Reflections on hard earth and fertile ground: sowing seeds, putting down roots, growing shoots … putting parables to work in current times.

The Sower by VanGogh

A Short Story of FallingAlice Oswald
It is the story of the falling rain
to turn into a leaf and fall again

it is the secret of a summer shower
to steal the light and hide it in a flower

and every flower a tiny tributary
that from the ground flows green and momentary

is one of water’s wishes and this tale
hangs in a seed-head smaller than my thumbnail

if only I a passerby could pass
as clear as water through a plume of grass

to find the sunlight hidden at the tip
turning to seed a kind of lifting rain drip

then I might know like water how to balance
the weight of hope against the light of patience

water which is so raw so earthy-strong
and lurks in cast-iron tanks and leaks along

drawn under gravity towards my tongue
to cool and fill the pipe-work of this song

which is the story of the falling rain
that rises to the light and falls again

On Parables & Seeds

Not every end is the goal. The end of a melody is not its goal, and yet if a melody has not reached its end, it has not reached its goal. A parable. — Frederick Nietzsche

To paraphrase Muggeridge: Everything is a parable that God is speaking to us, the art of life is to get the message. ― Chester Elijah Branch

Each day of my life I am sowing seeds that one day I will harvest. — Gautama Buddha

Don’t judge each day by the harvest you reap but by the seeds that you plant. — Robert Louis Stevenson

A lower power cannot compass the full understanding of a higher. But to limit one’s belief to the bounds of one’s own small powers, would be to tie oneself down to the foot of a tree, and deny the existence of its upper branches. ― Mrs. Alfred Gatty, ie, Margaret Scott

Every problem has in it the seeds of its own solution. — Norman Vincent Peale

If you can look into the seeds of time, and say which grain will grow and which will not, speak then unto me. — William Shakespeare

Being an American is a state of mind, and to be in a family is to feel the power of belonging, the power of your roots.

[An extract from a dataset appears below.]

PR #2269, opened 2022-05-12
Increase buffer for i18n dictionary generation again

GoodForOneFare:
## Description
Increase the buffer for the shell out to `find` when generating translation dictionaries.  I bumped it up a couple of weeks ago, but it still wasn't enough to contain web's translations 😬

Family is a tree, the strength of a tree, the roots, the leaves, the past, the present, the future, the fruits, the seeds. — Esai Morales

He [Jesus] speaks in parables, and though we have approached these parables reverentially all these many years and have heard them expounded as grave and reverent vehicles of holy truth, I suspect that many if not all of them were originally not grave at all but were antic, comic, often more than just a little shocking. ― Frederick Buechner, Telling the Truth: The Gospel as Tragedy, Comedy, and Fairy Tale

Throughout the parables the paradoxical teachings continue: Give to receive. Die to live. Lose to win. ― Amos Smith, Healing the Divide: Recovering Christianity’s Mystic Roots

Maybe that’s why Jesus was so fond of parables: Nothing describes the indescribable like a good yarn. ― Cathleen Falsani, Sin Boldly: A Field Guide for Grace

A journey or pilgrimage also follows the parabolic curve of an arch: it swings out from a known point and returns symmetrically to a point on the same line or plane, but farther along. For this reason, ancient philosophers chose the arch as a symbol for the process of interpretation. That is why teaching stories, such as those of Jesus or Buddha, are known as parables. ― John Tallmadge, The Cincinnati Arch: Learning from Nature in the City

A ParableArthur Conan Doyle
The cheese-mites asked how the cheese got there,
And warmly debated the matter;
The Orthodox said that it came from the air,
And the Heretics said from the platter.
They argued it long and they argued it strong,
And I hear they are arguing now;
But of all the choice spirits who lived in the cheese,
Not one of them thought of a cow.

Parable of the HostagesLouise Glück
The Greeks are sitting on the beach
wondering what to do when the war ends. No one
wants to go home, back
to that bony island; everyone wants a little more
of what there is in Troy, more
life on the edge, that sense of every day as being
packed with surprises. But how to explain this
to the ones at home to whom
fighting a war is a plausible
excuse for absence, whereas
exploring one’s capacity for diversion
is not. Well, this can be faced
later; these
are men of action, ready to leave
insight to the women and children.
Thinking things over in the hot sun, pleased
by a new strength in their forearms, which seem
more golden than they did at home, some
begin to miss their families a little,
to miss their wives, to want to see
if the war has aged them. And a few grow
slightly uneasy: what if war
is just a male version of dressing up,
a game devised to avoid
profound spiritual questions? Ah,
but it wasn’t only the war. The world had begun
calling them, an opera beginning with the war’s
loud chords and ending with the floating aria of the sirens.
There on the beach, discussing the various
timetables for getting home, no one believed
it could take ten years to get back to Ithaca;
no one foresaw that decade of insoluble dilemmas—oh unanswerable
affliction of the human heart: how to divide
the world’s beauty into acceptable
and unacceptable loves! On the shores of Troy,
how could the Greeks know
they were hostages already: who once
delays the journey is
already enthralled; how could they know
that of their small number
some would be held forever by the dreams of pleasure,
some by sleep, some by music?

Meditations on Psalm 23

Language of Hope
Reflecting on Psalm 23 — specifically through its verbs — there’s something for almost everyone. What speaks to you? — Rev. Gail

WANT

It seems to me we can never give up longing and wishing while we are thoroughly alive. There are certain things we feel to be beautiful and good, and we must hunger after them. — George Eliot

Want (excerpt) by Gretchen Marquette
When I was twelve, I wanted a macaw
but they cost hundreds of dollars.
If we win the lottery? …
Yes, my mother said. If we win the lottery.
I was satisfied, so long as it wasn’t impossible …

LIE DOWN

A friend is someone who helps you up when you’re down, and if they can’t, they lay down beside you and listen. — Anonymous (proverb)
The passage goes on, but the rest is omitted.